I thought this was wrong then and I think arguing like that is wrong now. As Alice Bell and many others in the wake of this most recent climate disaster have shown, we have known about climate change for decades, if not centuries, including about the changes in ‘weather’ that this might bring about.
A few days ago, Peter Broks retweeted a programme broadcast by the ZDF in 1978 in which the presenter talks very clearly about climate change and its impacts. I remember that clip! And I remember the time when, in 1988, climate change became finally, I thought, climate politics. But nothing has really happened since then. Will the German floods be a wake-up call? They certainly have kept me awake for days!
Thanks
I would like to thank all those who helped my father and me in these difficult times: the friends and relatives in Germany, the Twitter community, and in particular the liveblog of the Aachener Zeitung which kept me always right up to date and provided useful information, including telephone numbers and so on that I could use or pass on!
Here are some pictures of Stolberg after the flood: https://www.reddit.com/r/germany/comments/om0nsv/stolberg_after_the_flood/
Image: Zweifall in better times
Hoping that you father and the rest of the area are safe and able to return–almost said to ‘normal’–but that’s the point isn’t it?
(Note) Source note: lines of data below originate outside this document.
PR #84, opened 2022-12-09
update check to no longer use ubuntu 18.04

zkamvar:
This updates the check-full workflow while retaining the cron job that would check every week.


zkamvar:
Note: I updated the branch protection settings to no longer require 18.04. I will add it to require ubuntu-latest when I merge this.

Issue #85, opened 2023-01-25
protect text inside of anchor link keys


zkamvar:
Whilst planning the transition for Carpentries lessons, I ran into a situation where a page with anchor links were being mangled: 

``` r
txt <- "**Maintainer(s):**


* [Sarah Brown][brown_sarah]: @brownsarahm
* [Tim Dennis][dennis_tim]: @jt14den
* [David Perez-Suarez][perez-suarez_david]: @dpshelio
* [Nathaniel Porter][porter-nathaniel]: @ndporter
* [Jon Wheeler][wheeler_jon]: @jonathanwheeler01
* [Karen Word][word_karen]: @karenword  


[dc-site]: http://datacarpentry.org
[lesson-example]: https://carpentries.github.io/lesson-example
[swc-site]: http://software-carpentry.org
[lc-site]: https://librarycarpentry.org
[koch_christina]: https://carpentries.org/instructors/
[brown_sarah]: https://carpentries.org/instructors/ 
[dennis_tim]: https://carpentries.org/instructors/
[perez-suarez_david]: https://carpentries.org/instructors/
[porter-nathaniel]: https://carpentries.org/instructors/
[wheeler_jon]: https://carpentries.org/instructors/
[word_karen]: https://carpentries.org/team/"
tmp <- tempfile()
writeLines(txt, tmp)
tinkr::yarn$new(tmp)$show()
#> **Maintainer(s):**
#> 
#> - [Sarah Brown][wheeler_jon]: @brownsarahm
#> - [Tim Dennis][wheeler_jon]: @jt14den
#> - [David Perez-Suarez][wheeler_jon]: @dpshelio
#> - [Nathaniel Porter][wheeler_jon]: @ndporter
#> - [Jon Wheeler][wheeler_jon]: @jonathanwheeler01
#> - [Karen Word][word_karen]: @karenword
#> 
#> [wheeler\_jon]: https://carpentries.org/instructors/
#> [word\_karen]: https://carpentries.org/team/
```

<sup>Created on 2023-01-25 with [reprex v2.0.2](https://reprex.tidyverse.org)</sup>

There are actually two issues here:

1. anchor links with duplicate links are coalesced into the last one
2. the underscore character is not protected in the anchor link definition

zkamvar:
I seem to have forgotten to include relevant context:

https://github.com/carpentries/lesson-transition/issues/15

zkamvar:
[...]

PR #86, opened 2023-01-25
don't escape relative link anchors

zkamvar:
This will address #85 by not escaping relative link anchors if they have escapable characters.

Since these are not rendred by markdown to HTML, there is no reason to escape them, thus this pattern will now work:

```markdown
here is a [linke that we use an underscore in][underscored_link]. It will not
be escaped when we roundtrip with {tinkr}!

[underscored_link]: https://github.com/ropensci/tinkr/issues/85
```

### DIFF
--- a/NEWS.md
+++ b/NEWS.md
@@ -6,7 +6,7 @@
   unescaped square braces to remain unescaped (#78). 
 * New `protect_curly()` function will add a `curly='true'` attribute to text wrapped in curly braces ('{', '}') to allow parsing of the XML for sending to external APIs. This function will also parse alt text and place it in an attribute.
 * New `$protect_curly()` method implements `protect_curly()` on yarn objects
-* relative link anchor keys will no longer have characters escaped (#85)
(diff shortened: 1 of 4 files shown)


NEWS.md
```diff
@@ -6,6 +6,7 @@
   unescaped square braces to remain unescaped (#78). 
 * New `protect_curly()` function will add a `curly='true'` attribute to text wrapped in curly braces ('{', '}') to allow parsing of the XML for sending to external APIs. This function will also parse alt text and place it in an attribute.
 * New `$protect_curly()` method implements `protect_curly()` on yarn objects
+* relative link anchor keys will no longer have characters escaped (#85)
```
maelle, line 9:
```suggestion
* Relative link anchor keys will no longer have characters escaped (#85).
```

Peak nitpickiness :sweat_smile:

maelle (approved):
:rocket: especially as this touches the xsl file!

PR #88, opened 2023-01-26
refactor: rm dependency on stringr

### LINKED ISSUE #87: remove stringr dependency?
With {knitr} no longer requiring {stringr}, it makes sense that we should probably also drop the dependency: https://github.com/yihui/knitr/releases/tag/v1.42

maelle:
Fix #87

### DIFF
--- a/R/utils-string.R
+++ b/R/utils-string.R
@@ -1,20 +1,20 @@
 # Replacements for stringr functions
 # to preserve the argument order + nice name
 
-str_remove_all <- function(string, pattern) {
-  gsub(pattern, "", string)
-}
-
-str_remove <- function(string, pattern) {
-  sub(pattern, "", string)
-}
-
 str_replace <- function(string, pattern, replacement) {
   sub(pattern, replacement, string)
 }
 
 str_replace_all <- function(string, pattern, replacement) {
   gsub(pattern, replacement, string)
+}
+
+str_remove <- function(string, pattern) {
+  str_replace(string, pattern, "")
+}
+
+str_remove_all <- function(string, pattern) {
+  str_replace_all(string, pattern, "")
 }
 
 str_detect <- function(string, pattern) {
--- a/R/utils-string.R
+++ b/R/utils-string.R
@@ -10,11 +10,11 @@ str_remove <- function(string, pattern) {
 }
 
 str_replace <- function(string, pattern, replacement) {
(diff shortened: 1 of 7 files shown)


tests/testthat/_snaps/asis-nodes.md
```diff
@@ -3,7 +3,7 @@
     Inline math delimiters are not balanced.
     
     HINT: If you are writing BASIC code, make sure you wrap variable
-          names and code in backtics like so: `INKEY$`. 
+          names and code in backtics like so: `INKEY$`.
```
maelle, line 6: the hint in the code also doesn't have this whitespace :thinking:

zkamvar: No worries! I think your editor trimmed the trailing whitespace of [asis-nodes.R#L13](https://github.com/ropensci/tinkr/pull/88/files#diff-60bef5af43a1bd541299ce9bceeb226afb23deaa5e637b145c85e05ffd552b0cL13-R13) when you updated the stringr function.

R/utils-string.R
```diff
@@ -0,0 +1,26 @@
+# Replacements for stringr functions
+# to preserve the argument order + nice name
```
zkamvar, line 2: I absolutely love this solution! 💯

R/utils-string.R
```diff
@@ -0,0 +1,26 @@
...
+
+str_replace_all <- function(string, pattern, replacement) {
+  gsub(pattern, replacement, string)
+}
+
+str_remove <- function(string, pattern) {
+  str_replace(string, pattern, "")
+}
+
+str_remove_all <- function(string, pattern) {
```
zkamvar, line 16: We don't use this function, but I'm okay keeping it

zkamvar (approved):
YESSSSSS! :tada: 

Why do we need {stringr} when we have `tinkr::yarn` :yarn: 😝?

I was slightly dreading the difficulty of this, but the solution you came up with is spot on and really straightforward!

I have one request: please add a NEWS item 🙏🏼

maelle:
> I was slightly dreading the difficulty of this, but the solution you came up with is spot on and really straightforward!

The commit history furthermore shows how easy it was for me. :zany_face: 

> I have one request: please add a NEWS item 🙏🏼

Done!

PR #93, opened 2023-03-17
If no yaml, avoid prepending with gratuitous `\n`

jennybc:
This PR adapts tinkr for forward compatibility with glue. I will release glue no sooner than 2 weeks from now, so on March 31 (or likely a bit later).

In the next version of glue, `glue::glue_collapse()` will never return `character()` but instead will return `""` for empty inputs. For more detail see https://github.com/tidyverse/glue/pull/295.

In my hands, this PR makes tinkr work as intended with released glue and dev glue.

### DIFF
--- a/R/to_md.R
+++ b/R/to_md.R
@@ -61,7 +61,9 @@ to_md <- function(yaml_xml_list, path = NULL, stylesheet_path = stylesheet()){
 transform_to_md <- function(body, yaml, stylesheet) {
   body <- xslt::xml_xslt(body, stylesheet = stylesheet)
 
-  yaml <- glue::glue_collapse(yaml, sep = "\n")
+  if (length(yaml) > 0) {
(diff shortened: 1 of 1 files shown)


zkamvar:
Thank you! I will admit, when I saw that you had forked the repo, I was kind of excited because "OMG JB noticed!" 

I've tested this locally with the dev version of glue and can confirm that it works. I'm going to merge. 

Would you like to be added to the DESCRIPTION as a contributor?

I will definitely get this submitted to CRAN if not today then next week by Wednesday.

jennybc:
> Would you like to be added to the DESCRIPTION as a contributor?

No thanks, this is just me fixing a small thing we're going to break 😅 

> I will definitely get this submitted to CRAN if not today then next week by Wednesday.

Thanks!

Issue #92, opened 2023-02-23
footnote bug?


maelle:
``` r
lines <- c("lala[^1]", "", "[^1]: pof")

temp_file <- withr::local_tempfile()
brio::write_lines(lines, temp_file)

tinkr::yarn$new(temp_file)$write(temp_file)

brio::read_lines(temp_file)
#> [1] "lala[^1][^1]" ""             "[^1]: pof"    ""             ""            
#> [6] ""

# second one
lines <- c("lala[^1] blabla", "", "[^1]: pof")

temp_file <- withr::local_tempfile()
brio::write_lines(lines, temp_file)

tinkr::yarn$new(temp_file)$write(temp_file)

brio::read_lines(temp_file)
#> [1] "lala[^1][^1] blabla" ""                    "[^1]: pof"          
#> [4] ""                    ""                    ""
```

<sup>Created on 2023-02-23 with [reprex v2.0.2](https://reprex.tidyverse.org)</sup>

zkamvar:
OMG why didn't I see this!?

maelle:
Maybe because you write clear text that doesn't need footnotes?!

zkamvar:
> Maybe because you write clear text that doesn't need footnotes?!

`*wheezing*`

Funny enough, the most recent update of {commonmark} has "footnotes" support, but it's a bit strange:

``` r
txt <- c("a statement[^1][^2]\n", "[^1]: this is true", "[^2]: this is false")
commonmark::markdown_xml(txt, footnotes = TRUE) |> writeLines()
#> <?xml version="1.0" encoding="UTF-8"?>
#> <!DOCTYPE document SYSTEM "CommonMark.dtd">
#> <document xmlns="http://commonmark.org/xml/1.0">
#>   <paragraph>
#>     <text xml:space="preserve">a statement</text>
#>     <<unknown> />
#>     <<unknown> />
#>   </paragraph>
#>   <<unknown>>
#>     <paragraph>
#>       <text xml:space="preserve">this is true</text>
#>     </paragraph>
#>   </<unknown>>
#>   <<unknown>>
#>     <paragraph>
#>       <text xml:space="preserve">this is false</text>
#>     </paragraph>
#>   </<unknown>>
#> </document>
```

<sup>Created on 2023-03-22 with [reprex v2.0.2](https://reprex.tidyverse.org)</sup>

zkamvar:
OH I think I know what's going on! {tinkr} sees this footnote as a relative link:

[...]

PR #95, opened 2023-04-14
Footnotes should not be escaped

maelle:
@zkamvar this is a follow-up to #92 

The difference is that the footnote text is more than one word.

I'm still exploring. :thinking:


maelle:
I guess it's linked to the commonmark issue you posted :sweat_smile:

zkamvar:
It works when you use `sourcepos = TRUE` (that's how the protect unescaped works), but it's weird that the original example works and this one doesn't

PR #102, opened 2024-04-05
test: remove top-level code in test-anchor-links.R

### LINKED ISSUE #83: Rm code outside of test_that()
Using helper functions/helper files/duplication.

maelle:
Fix #83

### DIFF
--- a/.github/workflows/check-full.yaml
+++ b/.github/workflows/check-full.yaml
@@ -6,9 +6,9 @@
 # usethis::use_github_action("check-standard") will install it.
 on:
   push:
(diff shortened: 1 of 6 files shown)


zkamvar (approved):
Thank you for taking care of this and for labeling your commits so well!

I'm happy for you to merge this. 

I also noticed that the R-CMD-check workflow has not been running because it was auto-disabled by GitHub a while ago and I never re-enabled it. If you want to push an empty commit to kickstart it again, that would be good, otherwise merge as you wish :)

PR #112, opened 2024-05-10
filter out special control characters

### LINKED ISSUE #96: filter out / replace special control characters
I'm running into a fun situation where someone added a `\v` control character to the end of a list and I'm getting a `PCDATA invalid Char value 11` error.

There is an answer in SO that [describes how to detect and replace the bad character with a blank](https://stackoverflow.com/questions/26408727/pcdata-invalid-char-in-r), so we can take that and add it to the pre-processing step.

NOTE: Since I can hear Nero fiddling on the outskirts of SO, here's the solution:

```r
    illegal <- "[^\u0009\u000a\u000d\u0020-\uD7FF\uE000-\uFFFD]" 
    
    utf8_for_xml <- function(x) {
        
        return(gsub(illegal, "", x))
        
        }

    string_formatted <- utf8_for_xml(string)
```

I believe this is the correct way to do it since these characters shouldn't exist in the document in the first place. That being said, it's a bit frustrating to find out what these characters actually do, but I've found these resource:

- https://en.wikipedia.org/wiki/Control_character
- https://en.wikipedia.org/wiki/Valid_characters_in_XML#XML_1.1

zkamvar:
this will fix #96

### DIFF
--- a/NEWS.md
+++ b/NEWS.md
@@ -4,6 +4,8 @@
 
 * Inline math with single characters will no longer cause an error (issue: #101,
   fix: #103, @maelle)
+* Special control characters are now filtered out before processing XML (issue:
+  #96, fix: #111, @zkamvar)
 
 ## MISC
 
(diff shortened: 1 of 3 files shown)


zkamvar:
I am going to go ahead and merge this without review as it's a fairly straightforward fix that will only improve user experience.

What is normal in times of rapid change, and is it desirable?
Today, one week after the disaster, electricity is back but still no way of phoning him directly. So I only get indirect reports. But fortunately quite a few of them. and he is ok. Getting there is another matter, especially with the covid pandemic in the UK being out of control. There are so many extreme weather disasters round the world now, it is unbelievable … and still nothing is done.